Assuming that the above is a first possible implementation, in a second possible implementation provided by way of the first possible implementation, the semantic segmentation model includes at least one convolution-pooling structure including at least one convolution layer and one pooling layer; during the training of the semantic segmentation model described above, the processor 702, by running the computer program described above stored in the memory 701, also implements the following steps for each convolution-pooling structure:
acquiring a first characteristic diagram output by the convolution-pooling structure;
splicing the first feature map and a target mask image to obtain a spliced feature map, wherein the target mask image is a mask image associated with a target training image, and the first feature map is obtained based on the target training image;
fusing the spliced feature images to obtain a second feature image;
delivering the second feature map to a next network layer in the semantic segmentation model for the convolution-pooling structure.
In a third possible implementation manner provided by the second possible implementation manner, the stitching the first feature map with the target mask image includes:
adjusting the target mask image to a target size, wherein the target size is the size of the first feature map;
duplicating the target mask images so that the number of the target mask images is the same as the number of channels of the first feature map;
and in the channel dimension, splicing the first feature map and all the target mask images to obtain a spliced feature map, wherein the size of the spliced feature map is the target size, and the number of channels of the spliced feature map is twice the number of channels of the first feature map.
In a fourth possible implementation manner provided by the second possible implementation manner, the fusing the spliced feature map to obtain a second feature map includes:
and adopting a 1 multiplied by 1 convolution to check the spliced feature images to fuse in the channel dimension, so as to obtain a second feature image.

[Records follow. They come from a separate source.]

PR #5991, opened 2026-04-28
fix(8.8): render es: connection in Optimize configmap for OpenSearch scenarios

eamonnmoloney:
## Summary

- Renders the `es:` connection section in Optimize's `environment-config.yaml` for OpenSearch scenarios, aligning 8.8 with what 8.9 and 8.10 already do.
- When `global.opensearch.enabled` is true, the `es.connection.nodes` now points to the OpenSearch host/port instead of being omitted entirely.

## Root Cause

The `es:` section was gated by `{{- if .Values.global.elasticsearch.enabled }}`, meaning it was never rendered for OpenSearch deployments. Without this section in the configmap, Optimize falls back to the default `es.connection.nodes[0].host: localhost` from its bundled `service-config.yaml`.

Optimize uses the `es:` connection config internally even when the database backend is OpenSearch (for legacy compatibility in schema initialization and import index management). When this config points to localhost, Optimize silently fails to initialize properly.

In 8.9 and 8.10, this was already fixed — the `es:` section always renders, pointing to the correct backend (ES or OS depending on which is enabled).

## Evidence

- SM Nightly Chrome 8.8-SNAPSHOT OpenSearch consistently fails `createReportForProcess` (3/4 recent runs)
- Same test passes on Elasticsearch in 2.2 minutes
- 8.10 OpenSearch passes (has this fix already)
- Template comparison shows 8.9/8.10 use `{{- else if .Values.global.opensearch.enabled }}` fallback while 8.8 did not

## Testing

- `make helm.lint chartPath=charts/camunda-platform-8.8` — passes
- `make go.test chartPath=charts/camunda-platform-8.8` — all packages pass
- `helm template` with OpenSearch values renders correctly:
  ```yaml
  es:
    connection:
      nodes:
        - host: "opensearch.example.com"
          httpPort: 443
  ```

## Related

- E2E test fix PR: https://github.com/camunda/c8-cross-component-e2e-tests/pull/2100
- Note: 8.9 OpenSearch also fails despite having this chart fix. That failure is likely an application-level issue in the Optimize 8.9-SNAPSHOT build (same chart template, same import code as 8.10, but different runtime behavior).

### DIFF
--- a/charts/camunda-platform-8.8/templates/optimize/configmap.yaml
+++ b/charts/camunda-platform-8.8/templates/optimize/configmap.yaml
@@ -25,12 +25,16 @@ data:
       name: {{ .Values.global.opensearch.prefix | quote }}
       {{- end }}
 
-    {{- if .Values.global.elasticsearch.enabled }}
     es:
       connection:
         nodes:
+        {{- if .Values.global.elasticsearch.enabled }}
           - host: {{ include "camundaPlatform.elasticsearchHost" . | quote }}
             httpPort: {{ .Values.global.elasticsearch.url.port }}
+        {{- else if .Values.global.opensearch.enabled }}
+          - host: {{ include "camundaPlatform.opensearchHost" . | quote }}
+            httpPort: {{ .Values.global.opensearch.url.port }}
+        {{- end }}
       {{- if .Values.global.elasticsearch.external }}
       security:
         username: {{ .Values.global.elasticsearch.auth.username | quote }}
@@ -39,7 +43,6 @@ data:
           enabled: "true"
         {{- end }}
       {{- end }}
-    {{- end }}
 
     spring:
       servlet:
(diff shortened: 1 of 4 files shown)


hisImminence (approved):
Fix is correct and well-evidenced. Moved the `{{- if .Values.global.elasticsearch.enabled }}` gate inside `nodes:` and added the `else if opensearch` branch — aligns 8.8 with 8.9/8.10.

Added a test in this PR ([commit](https://github.com/camunda/camunda-platform-helm/pull/5991/commits)) to lock in the OS rendering path: `TestOpenSearchNodeRenderedInEsSection` in `charts/camunda-platform-8.8/test/unit/optimize/configmap_test.go` disables ES, enables OS with a known host/port, and asserts those values appear in `es.connection.nodes`. All 5 configmap tests pass.

Issue #3831, opened 2025-07-21
[ENHANCEMENT] Colsolidate the config for RBA and MT into a single global setting


eamonnmoloney:
**Describe the use case:**

Right now the user needs to set a flag in three place for RBA or MT to be enabled. Make this easier by grouping this under the global setting. Also make sure the user cannot set both RBA and MT at the same time as these features do not work if both are enabled.

**Describe the enhancement/feature:**

**Desired outcome and acceptance tests:**

hisImminence:
Good issue - from discussion this should be improved. Could you add current state and what it should look like? From the discussion it should be in 8.7 and 8.8 - consider also 8.6.

jessesimpson36:
@eamonnmoloney please add the extra details

eamonnmoloney:
PRs opened (all draft) covering chart versions 8.7–8.10 plus accompanying docs:

**Helm chart** (`camunda/camunda-platform-helm`):
- 8.10 — https://github.com/camunda/camunda-platform-helm/pull/5996
- 8.9  — https://github.com/camunda/camunda-platform-helm/pull/5997
- 8.8  — https://github.com/camunda/camunda-platform-helm/pull/5998
- 8.7  — https://github.com/camunda/camunda-platform-helm/pull/5999

Each chart PR bundles: the new \`global.rba.enabled\` value, the mutual-exclusion constraint with multi-tenancy, unit tests, simplification of the existing \`features/rba.yaml\` integration scenario, and (for 8.8/8.9/8.10) a new disabled-by-default \`rba-upgrade\` scenario that exercises the env-var → global-flag back-compat path.

**Docs** (\`camunda/camunda-docs\`):
- https://github.com/camunda/camunda-docs/pull/8737 — new "Configure resource-based authorization" Helm page, mirrored across version-8.7/8.8/8.9 versioned docs.

Backward compatibility note: \`global.rba.enabled\` defaults to \`false\` and existing manual env-var injection via \`orchestration.env\` / \`identity.env\` (or \`tasklist.env\`/\`operate.env\` on 8.7) continues to work unchanged.

hisImminence:
won't do due to https://github.com/camunda/camunda-platform-helm/pull/5998#issuecomment-4393116472

PR #5998, opened 2026-04-29
feat(8.8): add global.rba.enabled to consolidate RBA configuration

eamonnmoloney:
## Summary

Closes part of #3831 (8.8 chart only — companion PRs cover 8.10/8.9/8.7).

- Add `global.rba.enabled` (default `false`) to consolidate the three env vars currently required to enable RBA:
  - Orchestration: `CAMUNDA_TASKLIST_IDENTITY_RESOURCE_PERMISSIONS_ENABLED`, `CAMUNDA_OPERATE_IDENTITY_RESOURCEPERMISSIONSENABLED`
  - Identity: `RESOURCE_PERMISSIONS_ENABLED`
- Add a constraint that fails the install/upgrade if RBA and Multi-Tenancy are enabled together.
- Mirrors the structure of `global.multitenancy.enabled`.

## Backward compatibility

- Default `false` → no rendering change for existing users (existing golden files unchanged).
- Manual env-var injection via `orchestration.env` / `identity.env` continues to work; new injection is gated by the flag and placed before user-supplied env so explicit overrides still win.

## Test plan

- [x] `make go.test chartPath=charts/camunda-platform-8.8` — green; goldens unchanged
- [x] New unit tests: `TestRBA` in orchestration and identity, `TestRBAMultiTenancyMutualExclusion` in constraints


hisImminence:
This PR should not be merged.

Adding new keys to `values.yaml` in the 8.8 chart is a structural change explicitly blocked by our [backporting policy](https://github.com/camunda/camunda-platform-helm/blob/main/docs/contribution-and-collaboration.md#backporting-policy):

> **Structural:** anything that adds/changes the config surface (especially new keys/toggles in `values.yaml`) — Reject.

Beyond the policy violation, it also creates a migration trap: users who adopt these keys on 8.7/8.8/8.9 will be forced to migrate to `<component>.extraConfiguration` when upgrading to 8.10+, per the proposed ADR 0091 (#6079), which freezes new app-config keys in `values.yaml` from 8.10 onward.

The cleanest resolution is to close this PR and instead document the configuration via `extraConfiguration` across all active chart versions. See also the companion revert for 8.7: #6080.

hisImminence:
see comment.

PR #6002, opened 2026-04-29
test(8.8): use global.rba.enabled in RBA scenario

eamonnmoloney:
Follow-up to the 8.8 chart PR (#5998). Replaces manual env-vars in the RBA scenario overlay with the new single global flag. Auto-retargets to main once #5998 merges.


eamonnmoloney:
Bundled into #5998 (per-version PR consolidation).

PR #6003, opened 2026-04-29
test(8.7): use global.rba.enabled in RBA scenario

eamonnmoloney:
Follow-up to the 8.7 chart PR (#5999). Replaces manual per-component env-vars in the RBA scenario overlay with the new single global flag. Auto-retargets to main once #5999 merges.


eamonnmoloney:
Bundled into #5999 (per-version PR consolidation).

PR #5996, opened 2026-04-29
feat(8.10): add global.rba.enabled to consolidate RBA configuration

eamonnmoloney:
## Summary

Closes part of #3831 (8.10 chart only — companion PRs will follow for 8.9, 8.8, 8.7).

- Add `global.rba.enabled` (default `false`) to consolidate the three env vars currently required to enable Resource-Based Authorization (RBA):
  - Orchestration: `CAMUNDA_TASKLIST_IDENTITY_RESOURCE_PERMISSIONS_ENABLED`, `CAMUNDA_OPERATE_IDENTITY_RESOURCEPERMISSIONSENABLED`
  - Identity: `RESOURCE_PERMISSIONS_ENABLED`
- Add a constraint that fails the install/upgrade if RBA is enabled together with Multi-Tenancy (`global.multitenancy.enabled` or `identity.multitenancy.enabled`), since these features cannot run together.
- Mirror the structure of the existing `global.multitenancy.enabled` flag for consistency.

## Backward compatibility

- Default is `false` → no rendering change for any existing user (verified: existing golden files unchanged).
- Users who currently inject the env vars manually via `orchestration.env` / `identity.env` continue to work unchanged. The new injection is gated by the flag and placed *before* the user-supplied env block, so any explicit override still wins via Kubernetes' last-duplicate-wins rule.

## Test plan

- [x] `make helm.lint chartPath=charts/camunda-platform-8.10`
- [x] `make go.test chartPath=charts/camunda-platform-8.10` — all packages green, golden files unchanged
- [x] New unit tests:
  - `TestStatefulSetTemplate/TestRBA` — verifies env vars only appear when flag is set
  - `TestDeploymentTemplate/TestRBA` (identity) — same for `RESOURCE_PERMISSIONS_ENABLED`
  - `TestConstraintTemplate/TestRBAMultiTenancyMutualExclusion` — verifies fail message and that RBA-alone succeeds
- [x] `helm template … --set global.rba.enabled=true` renders all three env vars
- [x] `helm template … --set global.rba.enabled=true --set global.multitenancy.enabled=true` fails with the new constraint message

## Follow-ups (separate PRs)

- Same change for 8.9, 8.8, 8.7 charts.
- Simplify `test/integration/scenarios/chart-full-setup/values/features/rba.yaml` to use the new flag.
- Add `rba-upgrade` CI scenario covering env-var → global-flag upgrade.
- Update camunda-docs to describe the new flag.

🤖 Generated with [Claude Code](https://claude.com/claude-code)

PR #6004, opened 2026-04-29
test(8.10): add RBA upgrade scenario for env-var → global flag

eamonnmoloney:
## Summary

Adds a new `rba-upgrade` upgrade-minor CI scenario for 8.10 that tests the backward-compatibility path: a user with RBA configured via the legacy manual env vars (pre-`global.rba.enabled`) upgrading to the new chart should keep working without values-file changes.

- New `features/rba-upgrade.yaml` overlay keeps the legacy manual env-var configuration.
- New `rba-upgrade` scenario in `ci-test-config.yaml` (disabled by default — enable when ready for CI).

## Why disabled by default?

Same reason existing `keycloak-rba` scenario is disabled — needs manual enablement once stable upgrade infra is in place. This PR just lays the scaffolding so the test can be flipped on without code changes.

## Test plan

- [ ] When enabled, the `rba-upgrade` scenario runs the upgrade-minor flow with no workload restart loops and RBA still enforced after the upgrade.

### DIFF
--- a/charts/camunda-platform-8.10/test/ci-test-config.yaml
+++ b/charts/camunda-platform-8.10/test/ci-test-config.yaml
@@ -131,6 +131,24 @@ integration:
           persistence: elasticsearch
           features: [rba]
           platforms: [gke]
+        - name: rba-upgrade
+          # Verifies that an installation using the legacy manual env-var
+          # configuration on the previous chart version still works after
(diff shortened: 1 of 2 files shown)


eamonnmoloney:
Bundled into #5996 (per-version PR consolidation).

In a fifth possible implementation manner provided by the second possible implementation manner, after the merging the spliced feature maps to obtain the second feature map, the processor 702 further implements the following steps when executing the computer program stored in the memory 701:
acquiring a feature map to be displayed, wherein the feature map to be displayed is a feature map of a random channel in the second feature map;
generating a thermodynamic diagram based on the characteristic diagram to be displayed.
In a sixth possible implementation manner provided by the fifth possible implementation manner, the generating a thermodynamic diagram based on the feature map to be displayed includes:
the feature image to be displayed is adjusted to an original size, wherein the original size is the size of the target training image;
and generating a thermodynamic diagram based on the adjusted characteristic diagram to be displayed.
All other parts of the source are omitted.